The study titled “What prevents pregnant women from adhering to the continuum of maternal care? Evidence on interrelated mechanisms from a cohort study in Kenya” provides insights into the determinants of maternal care utilization and the interrelationships between key components of maternal care. The study aims to improve access to maternal health by understanding the factors that influence pregnant women’s adherence to the continuum of maternal care.

Based on the findings of the study, the following recommendations can be developed into innovations to improve access to maternal health:

1. Early initiation of antenatal care (ANC): Encourage pregnant women to seek ANC services as early as possible in their pregnancy. This can be achieved through community awareness campaigns, mobile health applications, and targeted interventions for vulnerable populations such as pregnant teenagers.

2. Increase the number of ANC visits: Promote the importance of regular ANC visits by educating pregnant women about the benefits of multiple visits, such as early detection and management of pregnancy complications. Implement strategies to reduce barriers to accessing ANC services, such as improving transportation infrastructure and providing financial incentives for ANC attendance.

3. Enhance utilization of skilled birth attendance (SBA): Emphasize the importance of skilled birth attendance for safe delivery and postnatal care. Implement interventions to increase awareness and knowledge about the benefits of SBA, address cultural beliefs and practices that may hinder SBA utilization, and improve the availability and quality of skilled birth attendants in healthcare facilities.
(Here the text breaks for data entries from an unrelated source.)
Issue #3119, opened 2024-06-20
OPA: Reduce impact of filter creation time on routes


mjungsbluth:
**Is your feature request related to a problem? Please describe.**
The Open Policy Agent filters wait for a default of up to 30s to get functional, filter creation for example fails if the bundle cannot be loaded in time or the control plane for bundle / discovery download is unavailable / rejects the request. 

In the current there are multiple issues this can cause:
- OPA instances are shared amongst filter instances and cached but created serially. In case routes use a lot of different bundles, this can slow down the creation (due to a fairly broad mutex)
- Even if the discovery and bundle plugin have already reported errors, the way OPA reports plugin success, creation waits until timeout (could be fail fast)
- Blocking filter creation too long can block Endpoint updates, i.e. can lead to intermittent 502s on the current routes 

**Describe the solution you would like**

For the startup, the the implementation can be changed to fail fast if errors in discovery / bundle download are detected. The consequence of this would be that the filter would also fail fast even on intermittent 5xx in bundle download or network timeouts. 

OPA instance creation can be parallelized (i.e. the current mutex on the registry could just guard creation of a `sync.Once` per instance and the actually startup of the instances can run in parallel for multiple filters using different bundles. 

We can optionally make the creation of the filter asynchronous in the sense that bootstrap is done in the context of the filter but there is no wait on successfully loading the bundle / finishing discovery. The consequences of this would be that route creation is very fast but potential problems would be pushed to the data plane, i.e. requests would either block or return 5xx status for a while. The latter would be especially problematic if you introduce the filter into an existing route. 

**Would you like to work on it?**
Yes

PR #3120, opened 2024-06-20
OPA: Fail fast on discovery or bundle download errors

mjungsbluth:
As part of #3119, this PR changes the behaviour on starting up OPA instances inside the OPA based Skipper filters.

Currently even in the face of download errors of bundles, the default timeout of 30s is applied. 

By using listeners both for bundle download and discovery bundle download, we can detect a failure early despite the respective plugins still waiting for the bundles to become available.

Still a draft because tests are missing, there are some cleanups in the code that need to be done. 

Pending: Unregister discovery and bundle plugin listeners.

### DIFF
--- a/filters/openpolicyagent/openpolicyagent.go
+++ b/filters/openpolicyagent/openpolicyagent.go
@@ -21,6 +21,7 @@ import (
 	"github.com/open-policy-agent/opa/config"
 	"github.com/open-policy-agent/opa/logging"
 	"github.com/open-policy-agent/opa/plugins"
+	"github.com/open-policy-agent/opa/plugins/bundle"
 	"github.com/open-policy-agent/opa/plugins/discovery"
 	"github.com/open-policy-agent/opa/rego"
 	"github.com/open-policy-agent/opa/runtime"
@@ -480,25 +481,50 @@ func (registry *OpenPolicyAgentRegistry) new(store storage.Store, configBytes []
 // Start asynchronously starts the policy engine's plugins that download
 // policies, report status, etc.
 func (opa *OpenPolicyAgentInstance) Start(ctx context.Context, timeout time.Duration) error {
-	err := opa.manager.Start(ctx)
+	discoveryPlugin := discovery.Lookup(opa.manager)
+	bundlePlugin := bundle.Lookup(opa.manager)
 
+	done := make(chan struct{})
+	defer close(done)
+	failed := make(chan error)
+	defer close(failed)
+
+	discoveryPlugin.RegisterListener("startuplistener", func(status bundle.Status) {
+		if len(status.Errors) > 0 {
+			failed <- fmt.Errorf("discovery download failed: %w", errors.Join(status.Errors...))
+		}
+	})
+
+	bundlePlugin.Register("startuplistener", func(status bundle.Status) {
+		if len(status.Errors) > 0 {
+			failed <- fmt.Errorf("bundle activation failed: %w", errors.Join(status.Errors...))
+		}
+	})
+	defer bundlePlugin.Unregister("startuplistener")
+
+	opa.manager.RegisterPluginStatusListener("startuplistener", func(status map[string]*plugins.Status) {
+		for _, pluginstatus := range status {
+			if pluginstatus != nil && pluginstatus.State != plugins.StateOK {
+				return
+			}
+		}
+		close(done)
+	})
+	defer opa.manager.UnregisterPluginStatusListener("startuplistener")
+
+	err := opa.manager.Start(ctx)
 	if err != nil {
 		return err
 	}
 
-	// check readiness of all plugins
-	pluginsReady := func() bool {
-		for _, status := range opa.manager.PluginStatus() {
-			if status != nil && status.State != plugins.StateOK {
-				return false
-			}
-		}
-		return true
-	}
+	select {
+	case <-done:
+		return nil
+	case err := <-failed:
+		opa.Close(ctx)
 
-	err = waitFunc(ctx, pluginsReady, 100*time.Millisecond)
-
-	if err != nil {
+		return err
+	case <-ctx.Done():
 		for pluginName, status := range opa.manager.PluginStatus() {
 			if status != nil && status.State != plugins.StateOK {
 				opa.Logger().WithFields(map[string]interface{}{
@@ -511,7 +537,6 @@ func (opa *OpenPolicyAgentInstance) Start(ctx context.Context, timeout time.Dura
 		opa.Close(ctx)
 		return fmt.Errorf("one or more open policy agent plugins failed to start in %v with error: %w", timeout, err)
 	}
-	return nil
 }
 
 func (opa *OpenPolicyAgentInstance) Close(ctx context.Context) {
--- a/filters/openpolicyagent/openpolicyagent.go
+++ b/filters/openpolicyagent/openpolicyagent.go
@@ -481,36 +481,47 @@ func (registry *OpenPolicyAgentRegistry) new(store storage.Store, configBytes []
 // Start asynchronously starts the policy engine's plugins that download
 // policies, report status, etc.
 func (opa *OpenPolicyAgentInstance) Start(ctx context.Context, timeout time.Duration) error {
+
 	discoveryPlugin := discovery.Lookup(opa.manager)
-	bundlePlugin := bundle.Lookup(opa.manager)
 
 	done := make(chan struct{})
-	defer close(done)
-	failed := make(chan error)
-	defer close(failed)
+	failed := make(chan error, 1)
 
-	discoveryPlugin.RegisterListener("startuplistener", func(status bundle.Status) {
-		if len(status.Errors) > 0 {
-			failed <- fmt.Errorf("discovery download failed: %w", errors.Join(status.Errors...))
+	var registerDiscoveryListenerOnce sync.Once
+	registerDiscoveryListenerOnce.Do(func() {
+		discoveryPlugin.RegisterListener("skipper-instance-startup-discovery", func(status bundle.Status) {
+			handleStatusErrors(status, failed, "discovery plugin")
+		})
+	})
+	defer discoveryPlugin.Unregister("skipper-instance-startup-discovery")
+
+	// Register listener for "bundle" status
+	var registerBundleListenerOnce sync.Once
+	opa.manager.RegisterPluginStatusListener("skipper-instance-startup-plugin", func(status map[string]*plugins.Status) {
+		if _, exists := status["bundle"]; exists {
+			bundlePlugin := bundle.Lookup(opa.manager)
+			if bundlePlugin != nil {
+				registerBundleListenerOnce.Do(func() {
+					bundlePlugin.Register("skipper-instance-startup-bundle", func(status bundle.Status) {
+						handleStatusErrors(status, failed, "bundle plugin")
+					})
+				})
+				defer bundlePlugin.Unregister("skipper-instance-startup-bundle")
+			}
 		}
 	})
+	defer opa.manager.UnregisterPluginStatusListener("skipper-instance-startup-plugin")
 
-	bundlePlugin.Register("startuplistener", func(status bundle.Status) {
-		if len(status.Errors) > 0 {
-			failed <- fmt.Errorf("bundle activation failed: %w", errors.Join(status.Errors...))
-		}
-	})
-	defer bundlePlugin.Unregister("startuplistener")
-
-	opa.manager.RegisterPluginStatusListener("startuplistener", func(status map[string]*plugins.Status) {
-		for _, pluginstatus := range status {
-			if pluginstatus != nil && pluginstatus.State != plugins.StateOK {
+	// Register listener for general plugin status checks
+	opa.manager.RegisterPluginStatusListener("generalStartUpListener", func(status map[string]*plugins.Status) {
+		for _, pluginStatus := range status {
+			if pluginStatus != nil && pluginStatus.State != plugins.StateOK {
 				return
 			}
 		}
 		close(done)
 	})
-	defer opa.manager.UnregisterPluginStatusListener("startuplistener")
+	defer opa.manager.UnregisterPluginStatusListener("generalStartUpListener")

4. Address predisposing, enabling, and need factors: Develop comprehensive interventions that address the individual characteristics (predisposing factors), access to healthcare services (enabling factors), and health-related determinants (need factors) that influence maternal care utilization. This may involve targeted interventions for specific populations, such as improving education opportunities for women and addressing socioeconomic disparities.

5. Utilize digital health technologies: Leverage mobile health applications and digital platforms to improve access to maternal health services, provide real-time reminders for ANC visits, and facilitate communication between pregnant women and healthcare providers. This can help overcome barriers such as distance to healthcare facilities and improve adherence to the continuum of maternal care.

6. Strengthen healthcare systems: Invest in strengthening healthcare systems, particularly in resource-constrained settings, by improving infrastructure, training healthcare providers, and ensuring the availability of essential maternal health services. This includes addressing supply chain issues, ensuring the availability of essential medications and equipment, and promoting quality improvement initiatives.

By implementing these recommendations, policymakers, healthcare providers, and stakeholders can work towards improving access to maternal health and enhancing the continuum of care for pregnant women.
AI Innovations Description
The study titled “What prevents pregnant women from adhering to the continuum of maternal care? Evidence on interrelated mechanisms from a cohort study in Kenya” provides insights into the determinants of maternal care utilization and the interrelationships between key components of maternal care. The study aims to improve access to maternal health by understanding the factors that influence pregnant women’s adherence to the continuum of maternal care.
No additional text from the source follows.